The vessel remains upside down off Fishers Island. Coast Guard and New York State Department of Environmental Conservation officers are watching her constantly to contain any oil or fuel that leaks from her hull—Mr. Lofstad says some has.

He said he did not have insurance, which would normally cover the salvaging of a sunken or capsized vessel. But because the hull is in navigable waters and poses a threat to other vessels, the Coast Guard will attempt to raise her with a crane later this week and remove her.

Mr. Lofstad grew up in Hampton Bays working on the decks of boats owned by his father and legendary Hampton Bays fisherman Stian Stiansen—who was still working at 85 years old when he was killed after his boat capsized in Shinnecock Inlet in 2013. He’s owned a number of commercial fishing boats over the years, including the Evening Prayer and Prince Of Peace.

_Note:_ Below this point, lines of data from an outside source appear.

PR #18, opened 2020-04-25
(Sorry I did not notice this issue has already been attempted by others) Update weather.sh

yizeqi:


danerwilliams:
A couple of things here:
* There needs to be a configuration option to toggle between F and C (like how you can turn off or on certain modules)
* I think there are some typos here and also some incorrect variable references so make sure you test your code

yizeqi:
Thank you for the feedback! Sorry that I didn't understand the prompt that clearly.

PR #20, opened 2020-04-29
scripts/network.sh: use a list of hosts

pbui:
- Use a list of hosts: google.com, github.com, example.com
- Script will try each in turn, stopping at the first one that connects
- Also fix she-bang and some quotes

- Tested with Wifi and Offline.


danerwilliams:
looks good to me!

PR #22, opened 2020-05-11
Added powerline symbols

uttarayan21:
Changed it so that battery can be read from BAT1 and BAT0

### DIFF
--- a/scripts/battery.sh
+++ b/scripts/battery.sh
@@ -1,11 +1,13 @@
 #!/usr/bin/env bash
 
+BAT=$(ls /sys/class/power_supply/BAT* | head -1)
+
 battery_percent()
 {
 	# Check OS
 	case $(uname -s) in
 		Linux)
-			cat /sys/class/power_supply/BAT0/capacity
+			cat $BAT/capacity
 		;;
 
 		Darwin)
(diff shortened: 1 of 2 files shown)


danerwilliams:
This is great! Before I merge could you make it an option for the user to turn powerline symbols on or off?  

i.e.  `set -g @dracula-show-powerline false`

uttarayan21:
Hi I added the flag to show the powerline symbols. It's a bit hacky but it works

danerwilliams:
Thanks for adding the configuration. Only other things I think we need to merge this are:
* for the far left smily face make it so that in non powerline mode it doesn't add an extra space on the right side
* the arrows for the window tabs seem to not be quite right. For example in window 0 the arrows are pointing towards each other instead of both of them to the right

Screen Shot 2020-05-12 at 1 39 12 PM

uttarayan21:
Hi thanks for the suggestions I added the features as you asked. However in the window zero the gap is put delibeately. Since there is a powerline glyph so is'nt completely flush with the left part so it looks a bit weird imo.
Screenshot from 2020-05-15 11-18-43
But If you want it like that I can remove the space.

danerwilliams:
This is great! I don't have too much preference one way or the other especially as I'm not a powerline user myself. If powerline people disagree on the space then it wouldn't be hard to remove later. I'm gonna go ahead and merge the request. Thanks for contributing!

Also sweet setup btw.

Unsure how he will pay to restore the All For Joy, replacing the boat’s motor and all its mechanical and electrical equipment, which will likely cost upward of $200,000, Mr. Lofstad nonetheless says he’ll manage. He’s no stranger to disaster, having lost one of his previous boats to Shinnecock Inlet as well, and having seen his wholesale fish business driven out of business after 180,000 pounds of fish rotted in coolers at the Fulton Fish Market when it was abandoned on September 11, 2001.

“I had no insurance to cover that either—I lost my house,” he said. “Now I’m 60 years old with a 6-year-old daughter. But I’m accustomed to fighting back from stuff, so I’ll find a way, I guess.”